In this case, the indexed value is the unique id of the department (could be anything: an integer, string, Guid, but I would try not to use the actual name of the entity: it is prone to typos, casing issues, and also a department could be renamed!).

The document id here will be the unique id of the employee, the same that is used in the "main" table (prefix 0). When you range read under (..., <index_prefix>, <index_value>) you will get all the keys that have this value, and by decoding only the last item of the tuple, that will give you the id of the corresponding employee.

To "add" an employee to a department, you simply create the key via tr.Set(subspace.Encode(EMPLOYEES_BY_DEPARTMENT, employee.DepartmentId, employee.Id), Slice.Empty).

To "remove" the employee from a department, you Clear the same key.

DO NOT forget to properly update the indexes whenever the user is updated! Especially if the user changes department, you have to clear the old key (with previous dept id) and create a new one (with new dept id) otherwise the index will be corrupted! Ideally, you should always update the employee details and the indexes in the same transaction, never split across multiple transactions!

Once you have indexed all the employees, you will have a first range under (..., 0) with all employee details, and then next to it a second range of (..., 1) with the index. This index is itself sub-divided into small ranges of all the employees for each department.
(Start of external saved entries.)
PR #1650, opened 2019-03-19
Fixed wallmouts visiblility on 1x zoom

LeonardKr:
Fixed wallmouts visible when they should not be on 1x zoom.

Problem: I'm cheating a little in the lighting system to improve performance. When zoom is set to 1x I'm reducing lighting texture by half from 14 pixels per unit to 6. It helps a lot since jump form 2x to 1x requires a doubling of lighting texture size which leads to a bad performance at 1x zoom. New wallmount shader had tile to pixel ratio hardcoded, so it would not be able to catch the change. I've changed lighting system to set global property _LightingTilePixelsPerUnit to be available to all the shaders if needed, and replaced hardcoded pixel ration with it.


DooblyNoobly:
Thanks @MrMeatpie !

PR #3697, opened 2020-03-23
Chair fixes.

Evan-R-Rogers:
Due to the 'Unshootable Machines' layer causing issue with physics 2D, the shuttle chairs for now have been changed to the 'Machines' layers. Changed the object types for other new seats to better fit what they are.


DooblyNoobly (changes requested):
The actual layer should be fixed via the physics2d matrix instead. Untick all layers that it does not need to interact with

Evan-R-Rogers:
Changes Psychics2D so that the unshootable layer doesn't interact with fucking everything. All chairs/seats are now under the 'Unshootable Machines' layer.

Tested on headless on station and on emergency shuttle. Seems to work just fine.

PR #3701, opened 2020-03-24
Fix security records console entry editing

joelhed:
### Purpose

Currently, when you try to edit an entry in the security records console, the popup window that appears simply contains what was previously written in that same popup, regardless of what field you're editing. With this PR, the popup will instead contain the current value of the field being edited.

### Notes

I noticed some wonkiness to the records console, namely that I sometimes couldn't move after clicking a field for editing. I couldn't reproduce it though, and it's unlikely that this PR was the one to introduce it, so I'm not gonna do anything about it right now.

I also noticed that when two people are looking at the same record at different consoles, and one of them edits a field, it does not trigger an update on the other person's console. Since I'm a networking newb, I won't try to change anything about that.

-  The PR has been tested with round restarts.
-  The PR has been tested on moving / rotating / rotated-before-joining matrices (if applicable)


DooblyNoobly:
Testing on staging. Thanks

PR #3716, opened 2020-03-25
Traitor Populator

Ranzarth:
### Purpose

Adds a traitor populator based on server population.

### Notes:
Probably not the best way implement this, but see how it goes in the review.


DooblyNoobly:
see how it goes in deployment instead

PR #3733, opened 2020-03-26
Update SpawnPoints

ThatDan123:
Adds missing spawnpoints to the prefab

Current Maps Will Need To **Remove** And **Move** SpawnPoints Around.

DONT build servers with this merged until the live maps have been updated

Renamed Spawnpoints so they dont have the same numbers.

Also ordered them by department in the prefab.


ThatDan123:
DO NOT MERGE unless all maps are ready to be updated

PR #3744, opened 2020-03-27
Change the notes ui so it isnt entirely white and color the teleport scrollbar because i forgot

AutumnNova:
h


DooblyNoobly:
I'm making changes to ghost hud as well to fix teleport

PR #3750, opened 2020-03-27
Mob Animator

ThatDan123:
Mob Animator

-Allows as many different animations as you want.

Simple Animator, has only on animation direction.

Complex Animator, automatically changes animation if mob direction is changed

And some mobs which use the new system.


DooblyNoobly:
Not bad, lots of room for improvement in the code tho. You could remove the coroutines and put the logic in an UpdateMe loop that is registered to UpdateManager to reduce cpu load. You could also remove the Animation Loop and just have a loop flag on the MobAnimation component.

PR #3761, opened 2020-03-28
Traitor Values adjustment

Ranzarth:
Adjust the amount of traitors that spawn for balancing
Also readds a check for the second return to stop duplications

### DIFF
--- a/UnityProject/Assets/Scripts/GameModes/Traitor.cs
+++ b/UnityProject/Assets/Scripts/GameModes/Traitor.cs
@@ -24,6 +24,10 @@ public class Traitor : GameMode
 		{
 			TraitorAmount = 4;
 		}
+		else if (PlayerList.Instance.InGamePlayers.Count >= 24)
+		{
+			TraitorAmount = 4;
+		}
 		else if (PlayerList.Instance.InGamePlayers.Count >= 15)
 		{
 			TraitorAmount = 2;
--- a/UnityProject/Assets/Scripts/GameModes/Traitor.cs
+++ b/UnityProject/Assets/Scripts/GameModes/Traitor.cs
@@ -1,12 +1,17 @@
 using UnityEngine;
 using Antagonists;
 using System.Collections.Generic;
+using System;
 
 [CreateAssetMenu(menuName="ScriptableObjects/GameModes/Traitor")]
 public class Traitor : GameMode
 {
-	
-	private float TraitorAmount = 0;
+
+	[Tooltip("Ratio of traitors to player count. A value of 0.2 means there would be " +
+			 "2 traitors when there are 10 players.")]
+	[Range(0, 1)]
+	[SerializeField]
+	private float TraitorRatio;
 
 	/// <summary>
 	/// Set up the station for the game mode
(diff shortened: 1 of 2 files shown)


daalta:
Looks OK to merge! Having 4 traitors at ten players seems silly, your numbers are much better.

50+ players: 5 traitors
30+ players: 4 traitors
15+ players: 2 traitor
00+ players: 1 traitor

What do you think of adding a player count at which 3 traitors spawn? At, let's say, 23 players?

daalta:
I've gone ahead and simplified the check. https://github.com/unitystation/unitystation/pull/3761/commits/6e66e4c933ddc3ac6df0d88515761cf49a13f05b

corp-0:
make it a switch! We don't want our code to look like Yandere Simulator

daalta:
@corp-0 A switch would be better... but eh, I think it's not worth the effort. Code won't be any shorter, and the variable is only referenced thrice. Good enough! :)

daalta:
Added 3 traitors when there are at least 24 players, discussed it with @Ranzarth .

daalta:
This doesn't really make sense to me - why is this a for loop in the first place? https://github.com/unitystation/unitystation/pull/3761/commits/c3f5575d843ac551bb959c5fc57e087d739d602d

~~Either way, I think this can be merged.~~ Uh, nevermind

`AntagManager.Instance.AntagCount == TraitorAmount`

This part eludes me. Should is be less / more or equal than?

Maybe someone else can pick up the review o.o

UnityProject/Assets/Scripts/GameModes/Traitor.cs
```diff
@@ -68,11 +76,12 @@ public override void StartRound()
...
 	{
 
-		for (int i = 0; i < TraitorAmount - 1; i++) {
+		for (int i = 1; i < TraitorAmount; i++) {
 			return !LoyalImplanted.Contains(spawnRequest.RequestedOccupation.JobType)
 					&& PlayerList.Instance.InGamePlayers.Count > 0;
 		}
 		return !LoyalImplanted.Contains(spawnRequest.RequestedOccupation.JobType)
+					&& AntagManager.Instance.AntagCount == 0
 					&& PlayerList.Instance.InGamePlayers.Count > 0;
```
daalta: Why the for loop? Why not replace
```
for (int i = 1; i < TraitorAmount; i++) {
	return !LoyalImplanted.Contains(spawnRequest.RequestedOccupation.JobType)
			&& PlayerList.Instance.InGamePlayers.Count > 0;
}
return !LoyalImplanted.Contains(spawnRequest.RequestedOccupation.JobType)
			&& AntagManager.Instance.AntagCount == 0
			&& PlayerList.Instance.InGamePlayers.Count > 0;
```
with
```
return !LoyalImplanted.Contains(spawnRequest.RequestedOccupation.JobType)
			&& AntagManager.Instance.AntagCount <= TraitorAmount
			&& PlayerList.Instance.InGamePlayers.Count > 0;
```

Ranzarth: Hmm I didn't really take that into account

Jibbajabbafic (changes requested):
You can remove TraitorAmount all together and replace it with a ratio instead. See `NukeOps.cs` for an example.

Jibbajabbafic:
Nice, the ratio might need adjusting to find a good balance but we can figure that out later on

Jibbajabbafic (approved):

Ranzarth:
Indeed, I just set it to the same value as nukeops for now

Jibbajabbafic:
I'll let @daalta decide if he wants to merge this as is

PR #3767, opened 2020-03-29
Fix Input Fields and Add a limit to cap announcements

### LINKED ISSUE #3710: Exploits on the captains console
No cooldown on threat level changes.
You can make blank messages using blank unicode characters (And a few more it seems ,like ᚛                 ᚜ )
https://www.compart.com/en/unicode/U+2800
(and Bod9001 i want the streetcred don't steal my space roubles)

AutumnNova:
Change Input fields for Ghost Teleport Menu, Admin Sound Player and Notes Menu
Adds a 200 character limit to caps announcements (Fixes #3710)
Added an observer message for digging
Changed the name of a grill in the construction menu from grilleobject to grill
Fixed the construction of a wall displaying the message for a false wall being constructed
Reworded several construction/deconstruction messages


DooblyNoobly:
legend thank you!!!

PR #3768, opened 2020-03-29
CentComm and shuttle sounds and adds nuke to Outpost

Ranzarth:
### Purpose

Adds CentComm and the Escape Shuttle sounds. The Escape Shuttle will now travel to a far away CentComm and dock, it will then end the round after 1 minute.
Adds nuke and nukedisk for the Syndicate Gamemode rework to Outpost Scene.

### Notes:
Pogstation needs to be updated with this before being put on the main servers.
~~CentComm is largely barebones and without lighting atm~~


Ranzarth:
Should be good for review

PR #3779, opened 2020-03-29
Antagonists | Proper Nuclear Operatives

### LINKED ISSUE #3173: Proper nuclear operatives rewrite B: 80
Right now nuke ops is a very basic game-mode and some things need major changes.

These changes would allow nuke operatives rounds to be a lot more dynamic and IMO more fun. this changes the dynamic from nukies rush sec and put in code to nukies have to get the disk, put the nuke in place, arm it, and get out of dodge before it blows.  while the station crew defend the captain and in turn prevent and keep the ops from getting said disk.

[Here is a tgstation wiki link for nuclear operatives](https://tgstation13.org/wiki/Nuclear_Operative)

1.  The captains quarters should have a nuclear authentication disk which is required to be placed inside of the nuke before it can detonate. Once armed the disk is able to be taken out of the nuke with the countdown still going, the nuke also cannot be disarmed without the disk inside.

2. the nuke should be in the nukies shuttle behind a glass door, that stays anchored until the nukies insert the disk and de-anchor it.

3. The nuke should be bolted and unmovable until the nuke disk is inserted and should have a button to anchor it again in the GUI.

4. The nuke should have a timer with a minimum of 3 minutes to make sure people have enough time to potentially counterattack the nuke ops and get the disk back, and for the nuke ops to be able to get a safe distance. with the ops able to choose to make it longer by setting a time after the code is set

5. If the nuke ops die when the nuke goes off it counts as a partial failure.

6. A nuke disk tracker that spawns on all nukies and in the HOS locker, that constantly updates its sprite to a arrow pointing to the disk, when you are close it turns to a green arrow and finally a dot when you are right on it.

ReiderJack:
fixes #3173

Pointer

- [ ] Need to put nukes on syndie shuttles.
- [ ] Probably put disk on tables on all stations not in the locker.
- [ ] Station nukes shoud be replaced with destruction terminal.
- [ ] Delta alert toggle should be removed from Communication console.


DooblyNoobly:
okey dokey, merging to staging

So if you want to know all the employees of a single department, you just need to tr.GetRange(subspace.EncodeRange(EMPOYEES_BY_DEPARTMENT, departmentId)).Select(kv => subspace.DecodeLast<string>(kv.Key)).ToList() and you will get a list of ids of employees (I'm assuming the type of the id is string but it could be int or Guid, does'nt matter).

If you only need the list of IDs you are done, but if you want the details, you need to do a second set of read, to read all the keys under (...., 0,) for each id in the list. Please don't do a single await tr.GetValueAsync(...) for each, because then you will fall under the "1+N" pattern and it will be very slow !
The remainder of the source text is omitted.